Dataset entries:
Issue #538, opened 2023-06-11
[Enhancement]: Use single median frame for all segments


kevin218:
### Instrument

NIRSpec (Stages 1-3), NIRCam (Stages 1-3), MIRI (Stages 1-3)

### What is your suggestion?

DIRECTIONS FOR THIS TASK:
Give back each line above precisely as it stands.

WRITTEN SOLUTION:
Issue #538, opened 2023-06-11
[Enhancement]: Use single median frame for all segments


kevin218:
### Instrument

NIRSpec (Stages 1-3), NIRCam (Stages 1-3), MIRI (Stages 1-3)

### What is your suggestion?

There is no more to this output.